In the same manner as in Example 3, (1S) -5
-Benzyloxy-3-t-butoxycarbonyl-1-
Methyl hydroxymethyl-7-methyl-1,2,3,6-tetrahydropyrrolo [3,2-e] indole-8-carboxylate to (1S) -5-benzyloxy-3-t
-Butoxycarbonyl-1-chloromethyl-7-methyl-1,2,3,6-tetrahydropyrrolo [3,2-e]
Methyl indole-8-carboxylate was obtained.
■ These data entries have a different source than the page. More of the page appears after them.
PR #1384, opened 2015-10-17
SE-installer: added [Registry] section with .srt association

xylographe:
Works as expected on Win7.
Is expected to work on XP, Vista and 8.1, too.

**`SE-3.4.10.60-xreg-setup.exe`** available for testing in [this folder](https://www.dropbox.com/sh/thgk5507tteg6ze/AABgb8jgWBnz9LLgDHsECfika?dl=0).

Note: SE-installer won't “steal” .srt from a previously registered application.

### DIFF
--- a/installer/Subtitle_Edit_installer.iss
+++ b/installer/Subtitle_Edit_installer.iss
@@ -98,6 +98,7 @@ SolidCompression=yes
 ShowTasksTreeLines=yes
 DisableReadyPage=yes
 PrivilegesRequired=admin
+ChangesAssociations=yes
 ShowLanguageDialog=yes
 DisableDirPage=auto
 DisableProgramGroupPage=auto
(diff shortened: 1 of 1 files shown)


niksedk:
Nice, what about an icon for the srt file type?
Something like http://d1dpm1gwwpbdrv.cloudfront.net/images/icons/lg/srt.png ?

niksedk:
Or like this: http://www.nikse.dk/srt.ico

niksedk:
Does anybody know how to show the .srt files as a document icon and not as an application icon?

ukdtom:
https://msdn.microsoft.com/en-us/library/windows/desktop/hh127427(v=vs.85).aspx

So add the desired icon to your exe, and follow above during installation

/T

xylographe:
@niksedk  See PR #1388

niksedk:
Thx :)

PR #1388, opened 2015-10-21
Show .srt files as a document icon instead of an application icon

xylographe:
The new `Application.res` Win32Resource file contains the SE application icon (at index 0) as well as the .srt document icon (at index 1). Other icons (for .ssa, .ass, .sup, etc.) could be added as well.

Because Win32Resource files are rather primitive, I've added the VS generated icon identifier to the icon file names for clarity:
- `SE-101.exe.ico` : the application icon
- `SE-102.srt.ico` : the .srt document icon


xylographe:
Sorry! Apparently, a Win32Resource file in .NET project is no good, as explained in [this post by Einar Egilsson.](http://einaregilsson.com/add-multiple-icons-to-a-dotnet-application/)  Einar's alternative, to add the document icons after the executable is created, would be better. Unfortunately, we cannot use that (MIT licensed) lib. :-(

niksedk:
We could use libse.dll for icon(s)...

xylographe:
1. libse doesn't seem the appropriate assembly for GUI stuff?
2. ATM libse is included (ILRepack) in the SE executable, not a separate assembly (dll).

There's a simple alternative in PR #1389. Disadvantage is a separate icon file for each document type.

Melting point 209 to 211 ° C. Elemental analysis value (%) As C ₂₆ H ₂₉ ClN ₂ O ₅ [Α] _D ²³ = −70 ° (c = 0.2, CHCl ₃ ) (Reference Example 5)

[0057]

[Chemical formula 23]

By the same method as in Example 4 and Reference Examples 1 to 4, (1S) -5-benzyloxy-3-t-butoxycarbonyl-1-chloromethyl-7-methyl-1,
From methyl 2,3,6-tetrahydropyrrolo [3,2-e] indole-8-carboxylate to (S) -KW-218
9 was obtained.

NMR (DMSOd ₆ ) δ: 2.70 (3H, s), 2.
85 (3H, s), 3.15-3.70 (7H, m), 3.75-3.85 (1H, m), 3.80 (3
H, s), 3.82 (3H, s), 3.85 (3H, s), 3.95 (3H, s), 4.10 to 4.24 (1
H, m), 4.34 to 4.52 (3H, m), 4.65 (1H, t, J = 10Hz), 6.96 (1H,
s), 7.01 (1H, s), 7.94 (1H, brs), 10.74 (1H, brs), 11.32 (1H,
s), 12.15 (1H, s) [α] _D ²⁵ = -26 ° (c = 0.31, MeOH)

Claims (3)

[Claims] 1. A compound represented by the general formula (1): (In the formula, R ¹ is a hydrogen atom or a hydroxyl-protecting group, R ^{2 is}
Represents a hydrogen atom or an amino group-protecting group, X represents a halogen atom, a hydroxyl group, an alkylcarbonyloxy group, an arylcarbonyloxy group, an alkylsulfonyloxy group or an arylsulfonyloxy group), and a tetrahydropyrroloindole derivative Optically active form. 2. A general formula (2): (Wherein R ³ represents a hydroxyl-protecting group, R ⁴ represents an amino-protecting group, and X ¹ represents a protected hydroxyl group), and aminocrotonic acid derivatives and optically active forms thereof. 3. A compound represented by the general formula (3): (Wherein R ³ represents a hydroxyl-protecting group, R ⁴ represents an amino-protecting group, and X ¹ represents a protected hydroxyl group), an aminoindoline derivative represented by methyl 3-methylacetylenecarboxylate, methyl acetoacetate Alternatively, a substituted methyl crotonate is allowed to act on the compound represented by the general formula (2): (Wherein R ³ , R ⁴ and X ¹ are the same as above), and then the aminocrotonic acid derivative is subjected to ring closure in the presence of a metal catalyst. (In the formula, R ³ , R ⁴ and X ¹ are the same as the above), and a method for producing a tetrahydropyrroloindole derivative.